2. Der Nachweis setzt voraus, dass die Weiterbildung der Form und dem Inhalt nach den Anforderungen genügt hat, die bis zum 31.12.1998 an eine den Kriterien der Psychotherapie-Vereinbarung entsprechende Ausbildung zu stellen waren. Dieser Nachweis kann mit allen zur Verfügung stehenden Beweismitteln, also sowohl mit Urkunden über die Struktur der damaligen Ausbildung sowie mit Aussagen von Zeugen über Ausbildungsgang und Ausbildungsinhalte, geführt werden. Lässt sich der Qualifikationsnachweis - insbesondere im Hinblick auf die inzwischen verstrichene Zeit - nicht mehr führen, geht das nach allgemeinen verfahrensrechtlichen Grundsätzen zu Lasten dessen, der aus dem erfolgreich geführten Fachkundenachweis eine positive Rechtsfolge für sich herleiten will.
Normenkette
SGB 5 § 82 Abs. 1, § 95c S. 2 Nr. 3; BMV-Ä Anl 1 § 3 Abs. 2
Verfahrensgang
Tatbestand
Die klagende Kassenärztliche Vereinigung (KÄV) wendet sich gegen eine Entscheidung des beklagten Berufungsausschusses, den Beigeladenen zu 5. in Abänderung einer Entscheidung des Zulassungsausschusses als Psychologischen Psychotherapeuten bedarfsunabhängig in K. zur vertragspsychotherapeutischen Versorgung zuzulassen. Umstritten ist zwischen den Beteiligten, ob der Beigeladene zu 5. die für die bedarfsunabhängige Zulassung gemäß § 95 Abs 10 Satz 1 Nr 1 iVm § 95c Satz 2 Nr 3 Fünftes Buch Sozialgesetzbuch (SGB V) erforderliche Fachkunde nachgewiesen hat. Der Beklagte ist der Auffassung, die vom Beigeladenen zu 5. vorgelegten Unterlagen bestätigten formal und inhaltlich eine eigenständige Zusatzausbildung außerhalb des Studiums in tiefenpsychologisch fundierter Psychotherapie, mithin in einem Richtlinienverfahren. Die Klägerin ist demgegenüber der Ansicht, der Fachkundenachweis in einem Richtlinienverfahren sei nur geführt, wenn die Ausbildung an einem von der Kassenärztlichen Bundesvereinigung (KÄBV) anerkannten Ausbildungsinstitut absolviert worden sei.

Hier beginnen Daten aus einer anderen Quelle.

PR #815, opened 2012-02-01
Update libraries/joomla/database/database.php

AmyStephen:
databaseexception.php no longer exists, has been renamed to exception.php.


realityking:
Good catch. Actually we can remove that entire line since JDatabaseException is loaded by the autoloader when necessary.

PR #818, opened 2012-02-03
Switch JApplicationweb to Use JLoader::Register

elinw:
Mixing jimport and JLoader in JWebApplication is causing some conflicts, so this just switches the jimports to JLoader::Register.


elinw:
Ugh

PR #819, opened 2012-02-03
Change jimport to JLoader::register in JApplicationWeb.

elinw:
Mixing Jimport and Jloader in the same class can lead to problems so it's better to just consistently use JLoader.


chdemko:
@elinw What problems are raised by mixing JLoader::register and jimport ? + pull request cannot be merged

elinw:
I'm going to close for now.

PR #149, opened 2022-02-25
In TrainMatcher class, ZinggOptions set to TRAIN_MATCH

navinrathore:
ZinggOptions set to correct value i.e. "TRAIN_MATCH" for the class
This change gives correct google analytics data.


navinrathore:
#149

Im Klage- und Berufungsverfahren hat der Beklagte obsiegt (Urteil des Landessozialgerichts ≪LSG≫ vom 9. Juli 2003).
Mit ihrer Beschwerde gegen die Nichtzulassung der Revision macht die Klägerin geltend, im Rechtsstreit seien Fragen von grundsätzlicher Bedeutung zu entscheiden (Zulassungsgrund gemäß § 160 Abs 1 Nr 1 Sozialgerichtsgesetz ≪SGG≫).
Entscheidungsgründe
Die Beschwerde hat keinen Erfolg. Sie ist - soweit sie zulässig ist - unbegründet.

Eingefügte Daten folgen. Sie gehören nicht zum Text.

PR #152, opened 2022-02-26
Initial changes for Spark to Snowpark migration

navinrathore:
Few Points:
Compiler version - java 11 (Fixed)
Scala version 2.12.11 and above

* simple df.col(x) is not present. Also no Columns().... in snowspark, it has to get something like df.schema().names() ...  need to work further on this.
* collectAsList() is not present. rather, need to use collect(): Seq and get the needful done.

Die Klägerin hält für grundsätzlich bedeutsam, "wie der nach § 95c Satz 2 Nr 3 SGB V geforderte Fachkundenachweis, die Qualifikation, Weiterbildung, Behandlungsstunden, Behandlungsfälle und die theoretische Ausbildung in einem nach § 92 Abs 1 Satz 2 Nr 1 SGB V anerkannten Behandlungsverfahren, einem sogenannten Richtlinienverfahren nachzuweisen ist". In dieser Formulierung genügt die Beschwerdebegründung nicht der aus § 160a Abs 2 Satz 3 SGG abzuleitenden Anforderung, zur Darlegung des Zulassungsgrundes der grundsätzlichen Bedeutung ua eine der Entscheidung des Revisionsgerichts zugängliche Rechtsfrage in eigener Formulierung zu bezeichnen. Eine über den Einzelfall hinausweisende Rechtsaussage des Bundessozialgerichts (BSG), wie allgemein der geforderte Fachkundenachweis zu führen ist, erscheint schwerlich möglich.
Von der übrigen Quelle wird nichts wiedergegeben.